This 1981 Canadian classic faced substantial censorship upon its initial release, but it’s since become a hugely popular standout in the genre. With the impact that the original had, it’s shocking that the only representation of the murderous miner has been a terrible 3D remake. With no spin-offs or sequels to speak of, the proper narrative ends, like so many other slashers, on an unresolved cliffhanger.

Harry Warden is the film’s boogeyman, a miner who was trapped and forced to resort to murder and cannibalism to survive. He blames the event on a Valentine’s Day dance and threatens the town with vengeance, but the town prepares to party again anywhere. As the film goes on, it turns out that Axel, a man driven mad by his father’s death at the hands of Warden, is the killer. He runs off screaming that he and Warden will be back, but, as it turns out, they never returned.

The Prowler

Interestingly, Joseph Zito’s The Prowler was released the same year as My Bloody Valentine and follows a weirdly similar plot. Just like the aforementioned slasher, the film takes place years after a gruesome murder on the night of an annual party. This town also decides to bring back its tainted tradition, only for things to go horribly wrong as someone else dons the mask of the killer. The primary differences between the two experiences are that the former has better writing and this one has horror legend Tom Savini providing the effects.
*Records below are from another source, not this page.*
PR #13560, opened 2022-09-25
Updated Whiskers for checking invalid tags

### LINKED ISSUE #13226: Strengthen Whiskers' matching
Whiskers' regex looks for `<..>` as opposed to tokenizing the input, so it is not able to detect truncated/mistyped input.

For example it can't detect that `<!b` is not terminated in`<?b> X <!b Y </b>`.

With some heuristics it could be improved: match for `<?`, `<!` and `</` and only allow identifiers which are terminated with `>`, otherwise it is invalid.

_Originally posted by @axic in https://github.com/ethereum/solidity/pull/13219#discussion_r907476574_

rajgaur98:
For Example, raise an error if it contains invalid tags like <?ba<!b</b

Closes #13226

### DIFF
--- a/libsolutil/Whiskers.cpp
+++ b/libsolutil/Whiskers.cpp
@@ -34,6 +34,7 @@ using namespace solidity::util;
 Whiskers::Whiskers(string _template):
 	m_template(std::move(_template))
 {
+	checkTemplateValid();
 }
 
 Whiskers& Whiskers::operator()(string _parameter, string _value)
@@ -72,6 +73,17 @@ Whiskers& Whiskers::operator()(
 string Whiskers::render() const
 {
 	return replace(m_template, m_parameters, m_conditions, m_listParameters);
+}
+
+void Whiskers::checkTemplateValid() const
+{
+	regex validTemplate("<[#?!\\/]\\+{0,1}[a-zA-Z0-9_$-]+(?:[^a-zA-Z0-9_$>-]|$)");
+	smatch match;
+	assertThrow(
+		!regex_search(m_template, match, validTemplate),
+		WhiskersError,
+		"Template contains an invalid/unclosed tag " + match.str()
+	);
 }
 
 void Whiskers::checkParameterValid(string const& _parameter) const
--- a/test/libsolutil/Whiskers.cpp
+++ b/test/libsolutil/Whiskers.cpp
@@ -88,8 +88,34 @@ BOOST_AUTO_TEST_CASE(conditional_with_else)
 BOOST_AUTO_TEST_CASE(broken_conditional_with_else)
 {
 	string templ = "<?b>X<!bY</b>";
-	BOOST_CHECK_EQUAL(Whiskers(templ)("b", true).render(), "X<!bY");
-	BOOST_CHECK_EQUAL(Whiskers(templ)("b", false).render(), "");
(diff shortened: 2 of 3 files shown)


test/libsolutil/Whiskers.cpp
```diff
@@ -88,8 +88,13 @@ BOOST_AUTO_TEST_CASE(conditional_with_else)
...
 	string templ = "<?b>X<!bY</b>";
-	BOOST_CHECK_EQUAL(Whiskers(templ)("b", true).render(), "X<!bY");
-	BOOST_CHECK_EQUAL(Whiskers(templ)("b", false).render(), "");
+	BOOST_CHECK_THROW(Whiskers _(templ), WhiskersError);
+
+	templ = "<?bX<!b>Y</b>";
+	BOOST_CHECK_THROW(Whiskers _(templ), WhiskersError);
+
+	templ = "<?b>X<!b>Y</b";
+	BOOST_CHECK_THROW(Whiskers _(templ), WhiskersError);
```
leonardoalt:
```suggestion
	BOOST_CHECK_THROW(Whiskers{templ}, WhiskersError);
```
how about this?

test/libsolutil/Whiskers.cpp
```diff
@@ -88,8 +88,13 @@ BOOST_AUTO_TEST_CASE(conditional_with_else)
...
 	string templ = "<?b>X<!bY</b>";
-	BOOST_CHECK_EQUAL(Whiskers(templ)("b", true).render(), "X<!bY");
-	BOOST_CHECK_EQUAL(Whiskers(templ)("b", false).render(), "");
+	BOOST_CHECK_THROW(Whiskers{templ}, WhiskersError);
+
+	templ = "<?bX<!b>Y</b>";
+	BOOST_CHECK_THROW(Whiskers{templ}, WhiskersError);
+
+	templ = "<?b>X<!b>Y</b";
+	BOOST_CHECK_THROW(Whiskers{templ}, WhiskersError);
```
axic, line 97: Would be nice if we could inspect the exception message, but didn't find such a feature in boost after a quick look.

axic (dismissed):
Looks good to me.

libsolutil/Whiskers.cpp
```diff
@@ -74,6 +75,17 @@ string Whiskers::render() const
 	return replace(m_template, m_parameters, m_conditions, m_listParameters);
 }
 
+void Whiskers::checkTemplateValid() const
+{
+	regex validTemplate("<[?!\\/][a-zA-Z0-9_$-]+(?:[^a-zA-Z0-9_$>-]|$)");
```
axic: > 	/// Sets a list parameter, <#listName> </listName>.

There are also list parameters which could be truncated. Perhaps should support them here.

axic: While it looks ugly, probably should use `paramRegex()` for identifier part, as that's what other regexes in this file do.

Maybe this needs a refactoring in a separate PR, let's keep it as-is but leave a comment that it must match `paramRegex`.

rajgaur98: Sure, I will include the check for list params

rajgaur98: Ahh I see, totally forgot about `paramRegex`. I can refactor this in another PR

axic (approved):

PR #13562, opened 2022-09-26
EVMHost: Simplify some code and document functions

axic:
These are some cleanups benefitting both current version and #13532.

### DIFF
--- a/test/EVMHost.h
+++ b/test/EVMHost.h
@@ -40,8 +40,25 @@ using StorageMap = std::map<evmc::bytes32, evmc::storage_value>;
 class EVMHost: public evmc::MockedHost
 {
 public:
-	using MockedHost::get_code_size;
+	// Verbatim features of MockedHost.
+	using MockedHost::account_exists;
+	using MockedHost::get_storage;
+	using MockedHost::set_storage;
 	using MockedHost::get_balance;
+	using MockedHost::get_code_size;
+	using MockedHost::get_code_hash;
+	using MockedHost::copy_code;
+	using MockedHost::get_tx_context;
+	using MockedHost::emit_log;
+	using MockedHost::access_account;
+	using MockedHost::access_storage;
+
+	// Modified features of MockedHost.
+	void selfdestruct(evmc::address const& _addr, evmc::address const& _beneficiary) noexcept final;
+	evmc::result call(evmc_message const& _message) noexcept final;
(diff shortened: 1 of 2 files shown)


test/EVMHost.h
```diff
@@ -35,12 +35,30 @@
...
+	using MockedHost::copy_code;
+	using MockedHost::get_tx_context;
+	using MockedHost::emit_log;
+	using MockedHost::access_account;
+	using MockedHost::access_storage;
+
+	// Modified features of MockedHost.
+	void selfdestruct(evmc::address const& _addr, evmc::address const& _beneficiary) noexcept final;
+	evmc::result call(evmc_message const& _message) noexcept final;
+	evmc::bytes32 get_block_hash(int64_t number) const noexcept final;
```
leonardoalt, line 59:
```suggestion
	evmc::bytes32 blockHash(int64_t number) const noexcept final;
```

test/EVMHost.h
```diff
@@ -67,35 +86,21 @@ class EVMHost: public evmc::MockedHost
...
-	{
-		return evmc::MockedHost::account_exists(_addr);
-	}
-
-	void selfdestruct(evmc::address const& _addr, evmc::address const& _beneficiary) noexcept final;
-
-	evmc::result call(evmc_message const& _message) noexcept final;
-
-	evmc::bytes32 get_block_hash(int64_t number) const noexcept final;
+	StorageMap const& get_address_storage(evmc::address const& _addr);
```
leonardoalt, line 89:
```suggestion
	StorageMap const& addressStorage(evmc::address const& _addr);
```

test/EVMHost.h
axic: > 	// Modified features of MockedHost.

i.e. `get_block_hash` is the name.

leonardoalt: ah nvmd, just noticed it was just moved up

test/EVMHost.h
axic: Note that this is a refactoring PR, but sure we can rename these helpers.

leonardoalt: yea better not to

axic: This one may make more sense to rename, because the Solidity extensions use camel case, but EVMC uses snake case, so it is more distinguishable.

cameel (approved):
Everything looks fine to me here.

The titular Prowler is a World War II veteran who receives an inconsiderate break-up letter from his girlfriend back home. Rather than accept the admittedly unkind parting of ways and move on, he returns from the war and butchers both his former partner and her new flame. The killer of the piece is decked out in military gear and an eerily featureless mask. The film was known abroad as both Rosemary’s Killer and The Pitchfork of Death. This film didn’t exactly lay the groundwork for a sequel, but that rarely stops slasher franchises.

Opera Ghost – Stage Fright

Not to be confused with multiple other films called Stage Fright, including the 1987 slasher of which this 2014 film isn’t a remake. Instead, Jerome Sable’s 2014 slasher is a riff on the classic summer camp slasher movie. The new element here is that the camp is a theater retreat preparing to stage a performance of a supposedly haunted play. That play is a blatant knock-off of Phantom of the Opera, and the killer is essentially a man in a kabuki mask who slaughters actors and teachers alike.

The real draw of a franchise built around the Opera Ghost isn’t a continuation of the moderately effective story. It’s a chance to do a satire of the world of musicals as a slasher franchise. The summer camp locale has been done before, but imagine killers taking on the role of various legally distinct knock-offs of classic stage play characters. It could be excellent if handled well.

Leslie Mancuso – Behind the Mask: The Rise of Leslie Vernon

Most of the slasher genre has been dominated by a handful of big names and satirical takes on the concept. This is the latter, but it’s a well-executed black comedy with a surprisingly effective slasher villain. The film plays with the Scream concept by constantly drawing attention to its use of tropes and genre stereotypes, but it manages to be a deconstruction rather than a bad parody.

Leslie, the film’s killer, is a normal man who wants to canonize himself among his heroes like Freddy and Jason. He tells a story about becoming possessed and killing his family, only to be killed by the locals. He’s lying, however, and he’s actually something akin to a slasher movie Mr. Glass. Leslie is seeking his final girl and trying to cement his legend, and like all good slasher villains, he survives his apparent death.

Tucker & Dale vs. Evil

No, Tucker and Dale aren’t the villains of their debut film. They’re well-meaning hicks who are perceived as the villains by the requisite teens. However, the subversive and hilarious 2010 film absolutely lays the groundwork for an entire franchise of Tucker & Dale features. Imagine them bumbling their way through countless other horror subgenres as they struggle to survive. The film even ends with Tucker accidentally knocking over the first domino in a new misadventure. This could be the funniest series in horror if were allowed to continue.